No single source will be a complete answer. That kind of thinking is what got us in the mess we're in now.
"Wind, solar, hydro, geothermal, and others in development such as wave generation, can all be part of the mix."
Not "can be". "Will be" and "should be". Add conservation and efficiency improvement too, such as geothermal (earth-source) heat pumps for heat and A/C rather than burning fossil fuel. If you don't use as much energy, you don't need to generate as much.
"What we're trying to achieve here, I think we agree, is environmentally benign energy sources, meaning an end to fossil fuel use."
That's a great long-term goal, but some things, like aircraft and ships, aren't going to be electrically powered any time soon.
"Fears of outdated nuclear power nothwithstanding, these new reactors can be built and operated safely."
That's a claim that will have to be demonstrated.
How close do you live to Three Mile Island?
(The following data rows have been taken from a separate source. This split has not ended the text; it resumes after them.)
PR #38, opened 2016-02-13
Track view optimizations in egs_view

mstoeckl:
To make `egs_view` more responsive with large (100MB+) track files, I rewrote the track view class, simplifying the memory layout of the vertices and optimizing the projection code slightly. As a side effect, memory usage and loading time appear to have decreased. Once things were faster, I made them slower by enabling clipping planes for all the tracks.

(The current implementation disables clipping planes that cannot intersect any tracks; this might cause up to a +100% lag spike when zooming in just the right distance, but even with the lag spike the render with clipping planes is faster than the original. The effect can be mitigated by implementing per-track bounding boxes and using those to filter the applicable clipping planes, but I don't have time for that right now.)

There also a quite a few miscellaneous changes with the rest of the code code: the primary change is moving more of the image painting work into `RenderWorker`, which makes it easier to save to image precisely what is onscreen. Saving images now disables the `Save Image` button until the image is saved. I've also simplified some of the file loading code.

Bugfixes include reimplementing the `Show regions` checkbox effect, and fixing a nigh-infinite loop when you zoom too far in to the axes (it's been replaced by float->int conversion overflow at high enough zoom levels, but that's far beyond the smallest features of any physical geometry.)

The only changes outside the `egs++/view` are to the gitignore (hiding QT build folders) and to `egs_vector.h`, changing an `EGS_Vector&` to a `const EGS_Vector&` as the vector passed in is not modified.

Right now, the code should work with Qt4.2 to Qt4.8 on all commit boundaries. I've only tested things on Linux.

I can disentangle the changes further if need be, and also rebase my changes onto `develop` rather than `master`.

Copyright assignment is the same way as before.


ftessier:
Thanks once again, @mstoeckl! Track clipping and faster track rendering proves extremely useful!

Where were you in 1979?
"I[t] most certainly can be done."
Another claim that will have to be demonstrated.
"The only uranium mining that would need to be done would be what will be needed to supply the current generation of light-water reactors (and the far fewer heavy water reactors) until they're decommissioned."
Which could happen at an accelerated rate since the new generation plants would make them unnecessary.
"At that point we could add uranium mining to the list of extraction industries that will disappear, along with coal, oil, and gas."
Those industries will still be needed for other uses, but not at the scale they now exist. Coal will still be needed to make steel, oil and gas for non-fuel petrochemicals, etc.
"As to what the French consumer pays, you are probably right there, my bad. I haven't lived in France for years."
It's important to compare apples to apples.
"If we did build the type of reactors I propose, though, we'd be able to come in under France's 3 cent rate, and if we did it with a nonprofit framework instead of via private utilities, we would definitely be able to undercut the dime per kWh we're paying now while easily maintaining the grid."
Again, a claim that has to be demonstrated. Some folks might read "nonprofit" as "government-run", too.
" maintaining the highest level of oversight and operational competence is critical....AREVA system, an umbrella organization that performs all the functions of the nuclear system, including mining oversight, enrichment, plant construction and operation, reprocessing, and disposal."
The cost of which must be reflected in the total price of electricity.
"And since we must envision a worldwide system, it's emphatic we create something like this on an international level."
I think we should first develop a USA system, just the way the French developed theirs. Except we don't have to start from scratch; we can adopt and adapt their system.
However:
I'm old enough to remember being told by experts that nuclear energy would be "too cheap to meter", and that we'd have more than we could ever use - all by 1980. The all-electric home was sold as the home of the future. I remember being told that long before the waste became a problem, there would be ways to easily deal with it.
I also remember being told that serious nuke-plant accidents were so improbable as to not be worth worrying about.
And it all seemed very reasonable, back when those promises were made. But it turned out there was a lot more involved than what was immediately apparent. So the new-generation nukes will have to prove themselves to a very skeptical public in order to gain wide acceptance.